第30話 動き出した陰謀

文字数 4,078文字

 朱音初葉(あかねはつは)から事情を聞くなり、翼は彼女が持っていた携帯端末の電源を切った。
 
 文句を言わせる前に、
「盗聴されてた」
 翼は説明する。

「先に聞いときゃよかった。まさか、嬢ちゃんの持ち物じゃなかったとはな」
 
 相手が残していった物だと知っていれば、真っ先に電源を切っていたのに。

「GPS、位置情報機能って言えばわかるか? とにかく、この手の端末は色々なことができる。

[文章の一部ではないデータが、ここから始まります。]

PR #3930, opened 2023-01-17
Cleanup: remove `code_value_float()`

gudnimg:
The function adds a bit of overhead compared to `code_value()`

I suspect this function is a relic of the past. If we need to search for the `'E'` character. Why not just do it externally? It makes no sense to be apply this overhead on every use of `code_value_float()`. For floats we use `code_value()`

Change in memory:
Flash: -82 bytes
SRAM: 0 bytes

### DIFF
--- a/Firmware/Marlin_main.cpp
+++ b/Firmware/Marlin_main.cpp
@@ -2050,7 +2050,7 @@ static float probe_pt(float x, float y, float z_before) {
     *  K<factor>                  Set advance K factor
     */
 inline void gcode_M900() {
-    float newK = code_seen('K') ? code_value_float() : -2;
+    float newK = code_seen('K') ? code_value() : -2;
 #ifdef LA_NOCOMPAT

もしかすると、盗聴だけでなく盗撮もされてたかもな」
「じゃぁ、私があなたに喋ったのもバレちゃったの?」
 
 誰にも言うなと脅されていたからか、初葉の表情が絶望に染まる。

「いや、それは大丈夫だ」
「ほんと?」
「あぁ、俺もある意味関係者だからな」
 
 凛に電話をかけるも、繋がらない。無線も範囲外なのか、返事は一向に返ってこなかった。
 とりあえず、メッセージと地図を送っておく。

「そんじゃ、嬢ちゃんの家族を助けに行きますか」
 
 近江悠(おうみゆう)茅野由宇(かやのゆう)なる人物を攫ったのは、十中八九『朧』に違いない。
 そして、彼らを公安らしからぬ行動に駆り立てた原因はこの少女――朱音初葉。
 
 ――超能力とは異なった超能力――(アッシュ)を持っていないか?
 
 翼の質問に、初葉はイエスと答えた。
 
 察するに、この娘こそがASHの神になり得るHを持った存在。
 だとすれば、彼女の機嫌を損ねる訳にはいかない。

 『朧』がわざわざ人質を取ったのも、彼女のHが手に負えない代物だからではないだろうか? と翼は推測していた。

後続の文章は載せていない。